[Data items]
----

PR #31, opened 2021-05-22
Subscribe characteristics one at a time to match iOS behavior

bdraco:
Fixes https://github.com/home-assistant/core/issues/37996

### DIFF
--- a/tests/accessoryserver.py
+++ b/tests/accessoryserver.py
@@ -829,19 +829,17 @@ class AccessoryRequestHandler(BaseHTTPRequestHandler):
         if changed:
             self.server.write_event(changed, self.session_id)
 
-        if len(result["characteristics"]) == errors:
-            self.send_response(HttpStatusCodes.BAD_REQUEST)
-        elif len(result["characteristics"]) > errors > 0:
-            self.send_response(HttpStatusCodes.MULTI_STATUS)
-        else:
+        if errors == 0:
             self.send_response(HttpStatusCodes.NO_CONTENT)
             self.end_headers()
-        if errors > 0:
-            result_bytes = json.dumps(result).encode()
-            self.send_header("Content-Type", "application/hap+json")
-            self.send_header("Content-Length", len(result_bytes))
-            self.end_headers()
-            self.wfile.write(result_bytes)
+            return
+
+        result_bytes = json.dumps(result).encode()
+        self.send_response(HttpStatusCodes.MULTI_STATUS)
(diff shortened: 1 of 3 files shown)


tests/accessoryserver.py
```diff
@@ -829,19 +829,17 @@ def _put_characteristics(self):
         if changed:
             self.server.write_event(changed, self.session_id)
 
-        if len(result["characteristics"]) == errors:
-            self.send_response(HttpStatusCodes.BAD_REQUEST)
```
bdraco, line 833: The spec says we MUST response with 207 if there is any error

bdraco:
Manually verified subscriptions still work with a VOCOlinc-SmartBar

bdraco:
Tested with MyQ bridge as well

bdraco:
I'm not sure if this is needed for unsubscribe as well but it seems like if the device has trouble with subscribe it would have the same issue with unsubscribe.   


Not sure if that actually matters ?

bdraco:
Looks like we do await self.pairing.unsubscribe(self.watchable_characteristics) in async_unload. 

I'm not sure we need to do that when we unload as closing the connection should invalidate all the event subscriptions?   I can't actually find where we close the connection though.

Jc2k:
I think you are probably right. I added the unsubscribe to be symmetrical, rather than because i saw iOS do it. I guess its worth checking if iOS does just close the connection? If it does then i'm sold, otherwise we should do what it does.

And you are right, it is missing an `await pairing.close` in `async_unload`. I think I tried to clean up after stuff that I added but the original homekit_controller never closed it's connection, and I never noticed before. Ugh!

Jc2k (approved):

Jc2k:
I'm going to be entirely AFK today I think, so I'm going to merge and release this so you aren't blocked. If iOS does unsubscribe before it closes the connection I guess we'll need another PR, but i don't mind doing extra releases.

Thanks for sorting this out as well!

Jc2k:
New tag out on pypi.

bdraco:
iOS closes the connection and does not unsubscribe in all cases I could test. 

In fact it does everything it can (prevents underlying RST from happening) to not even bother to close the connection in the hopes it can reuse it hours later. 

This behavior is why we have a cleanup check at 90 hours in HAP-python https://github.com/ikalchev/HAP-python/blob/dev/pyhap/hap_protocol.py#L18

bdraco:
> New tag out on pypi.

Thanks!

PR #32, opened 2021-05-23
Make close an async def for FakePairing testing

bdraco:


Jc2k (approved):

bdraco:
I think the windows test here is flakey.

I'll amend and repush to make sure its just a transient failure

Jc2k:
Yes there is a flakey test. It flakes most on Windows, but I have seen it flake on them all 😭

----

Problem requirements:
Out of the entries, pull every line that mentions "opened".

Exercise response:
PR #31, opened 2021-05-22
PR #32, opened 2021-05-23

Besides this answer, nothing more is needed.